*WHAT IS NEEDED*:
The answer must be every line of the records below that contains the word "order", copied out.

*MATERIAL FOR THIS EXERCISE*:
PR #155, opened 2016-05-02
ostro.conf: Blaclkist BB_NUMBER_PARSE_THREADS for SDK

rojkov:
The variable BB_NUMBER_PARSE_THREADS set in CI in order to
limit the number of parse threads should not leak to the user's
environment since it may increase SDK installation time and
worsen runtime performance on capable systems.

Fixes: IOTOS-1548

### DIFF
--- a/meta-ostro/conf/distro/ostro.conf
+++ b/meta-ostro/conf/distro/ostro.conf
@@ -28,6 +28,12 @@ SDK_RECRDEP_TASKS = "do_deploy_files do_uefiapp"
 # Blacklist inherited classes that break proper data restore from SSTATE when populating the SDK.
 SDK_INHERIT_BLACKLIST = "buildhistory icecc buildhistory-extra buildstats-summary archiver isafw test-iot"
 
+# The variable BB_NUMBER_PARSE_THREADS set in CI in order to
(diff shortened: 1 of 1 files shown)


kad:
@okartau should we remove it from our settings ?

okartau:
Limiting of threads on CI worker was introduced to protect from overload, as worker, being a LXC container, sees all CPUs of phys host, which may be high. (some builders have 32 right now). BB uses num of CPUs as default num of threads. But we run multiple such LXC guests on top of same HW server  so we risk going out of balance. That at least is risk with build threads. For parse threads, there is likely no overload risk (?), so I think yes, we can try removing that setting from CI worker own setup.

pohly:
I suppose the change makes sense regardless whether the CI system has BB_NUMBER_PARSE_THREADS set, because other CI systems in which ostro.conf gets used may still have it. Agreed?

@okartau mentioned build threads. Is something similar needed for that?

Nitpick: Blaclkist spelling.

kad:
I'm ok with change itself, I'm just thinking that BB_NUMBER_PARSE_THREADS might be leftover that we can eliminate anyway.

rojkov:
Fixed the typo in the commit message.

PR #156, opened 2016-05-02
building-images: improvements

gvancuts:
Two commits to improve the building-images.rst file. One that fixes a typo and fixes some minor reST formatting issues (mainly double semi-colon that appeared in the final rendering). The second commit improves somewhat the section explaining how to add additional packages to an Ostro image by covering both noswupd and swupd cases.

[skip ci]

PR #158, opened 2016-05-02
DOC: Fix incorrect use of ::: for code blocks

dbkinder:
Scanned through all .rst files to change incorrect code block
ReST tag shorthand from ":::" to "::"  (settled on using "::" vs. ": ::" consistently)
and force pushed.

[skip ci]

### DIFF
--- a/doc/howtos/authorized-keys.rst
+++ b/doc/howtos/authorized-keys.rst
@@ -18,7 +18,7 @@ Generating a Private/Public Key Pair
 ====================================
 
 On Linux systems (or Windows systems with `Git Bash`_ installed) use the ``ssh-keygen`` utility to generate
-an ssh key pair by following its instructions ::
+an ssh key pair by following its instructions::
 
    $ ssh-keygen -t rsa -b 4096 -C "your_email@example.com"
 
@@ -60,7 +60,7 @@ Build-Time Configuration of Authorized Keys
 The recommended approach for enabling remote ``ssh`` access is to install authorized public ssh keys by 
 setting OSTRO_ROOT_AUTHORIZED_KEYS in your ``local.conf`` configuration file and building them into your image.
 
-#. Look in your ``local.conf`` file and find the line:::
+#. Look in your ``local.conf`` file and find the line::
 
    # OSTRO_ROOT_AUTHORIZED_KEYS = "ssh-rsa AAA...== john@example.com\nssh-dss AA...FPaQ== joan@example.com"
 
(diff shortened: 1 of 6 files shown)


pohly:
In PR #156 Geoffroy just just two colons directly after the last word. Wouldn't it be better to use that style consistently? Or are there reasons to use ": ::" instead?

gvancuts:
In PR #156<https://github.com/ostroproject/meta-ostro/pull/156> Geoffroy just just two colons directly after the last word. Wouldn't it be better to use that style consistently? Or are there reasons to use ": ::" instead?

As far as I know there is no difference but I would also prefer that we stay consistent and use "::". I opted for "::" earlier because that's already how it's done elsewhere in our documentation.

dbkinder:
I wanted the sentence preceding the block to have a ":" at the end indicating the block is a continuation of the thought, as in, use this command to do something interesting:
```
   $ interestingcommand --parameter=27
```
Alternatively, the preceding sentence should end with a period (i.e., ". ::") 

Looking through, for example, all the Yocto Project documents, I find an ending ":" is typically used and occasionally an ending period. We shouldn't end the sentence without any punctuation.

dbkinder:
I can go through all the documents to make this consistent, and document this in our documentation guidelines.  My vote is to have the preceding sentence before a block end with a colon (so using ": ::")

gvancuts:
The "::" right at the end of the entence will give you a single ':' ending it, it's a fully minimized version of ": ::" (although I agree the latter is more intuitive and user-friendly)


-------- Original message --------

dbkinder:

*ANSWER*:
The variable BB_NUMBER_PARSE_THREADS set in CI in order to
+# The variable BB_NUMBER_PARSE_THREADS set in CI in order to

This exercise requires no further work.